Primero hizo realidad uno de sus sueños; el de conocer todo el Perú, visitando lugares históricos e importantes, lo que hacía con dinero producto de la venta sistemática de pedazos de oro que substraía de la casa de los murciélagos; luego viajó a Lima con el propósito de visitar a su amigo y ex vecino para, con una excelente oferta, comprarle “la banqueta” proponiéndose la construcción de una moderna mansión.

Una vez extraídas las riquezas necesarias hizo amontonar material de construcción e inició pacientemente la ardua tarea de enterrar su descubrimiento, lo que hacía en forma diaria, por las noches y a solas.

Pasaron muchos años y, en ese tiempo, Estanislao Sanginés se convirtió en constante viajero, guardó secretamente mucho dinero en un Banco piurano y dirigió personalmente la construcción de su lujosa mansión para evitar que se descubriera su secreto.

La población entera se preguntaba admirada sobre el origen de su riqueza, tejiéndose los más variados comentarios, desde el hallazgo de un “entierro” hasta el de un “pacto con el diablo”, desmintiéndose esto último por su acción benefactora con la gente humilde.

Sus hijos avergonzados por haberlo dejado solo se sintieron impedidos de acercarse a él, pero el entrañable amor que les tenía hizo que compartieran el producto de su hallazgo, mas no su secreto.

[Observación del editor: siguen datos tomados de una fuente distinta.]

PR #240, opened 2019-10-31
WIP: repository config interface and implementation rework

A-Hilaly:
As discussed in https://github.com/MichaelMure/git-bug/pull/219#discussion_r340809076, this is a first draft trying to redesign the config interface and it implementations


repository/config.go
```diff
@@ -0,0 +1,23 @@
...
+	// Store writes a single key/value pair in the config of the repo
+	Store(key string, value string) error
+
+	// ReadAll reads all key/value pair matching the key prefix
+	ReadAll(keyPrefix string) (map[string]string, error)
+
+	// ReadBool read a single boolean value from the config
+	// Return ErrNoConfigEntry or ErrMultipleConfigEntry if
+	// there is zero or more than one entry for this key
+	ReadBool(key string) (bool, error)
```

Una noche de mayo, al filo de cumplir 96 años, su cuerpo fue sintiendo una tremenda paz y un deseo enorme de sumirse en un profundo sueño. Llamó a sus hijos para decirles lo mucho que los amaba y para cederles sus bienes.

Días después, acomodado en su lecho recibió con una sonrisa en los labios a la muerte, sonrisa talvez de satisfacción por haber conocido los lugares que siempre había soñado visitar, o por la ironía que representaba haber sido deshonesto por única vez y por ello haber sido premiado hasta el final de su vida; o sonreía, quizás, de las gentes que acompañarían su velatorio sin suponer siquiera que se encontrarían sobre la más inmensa de las fortunas y el más preciado legado histórico, cuyo secreto se estaba llevando a la tumba.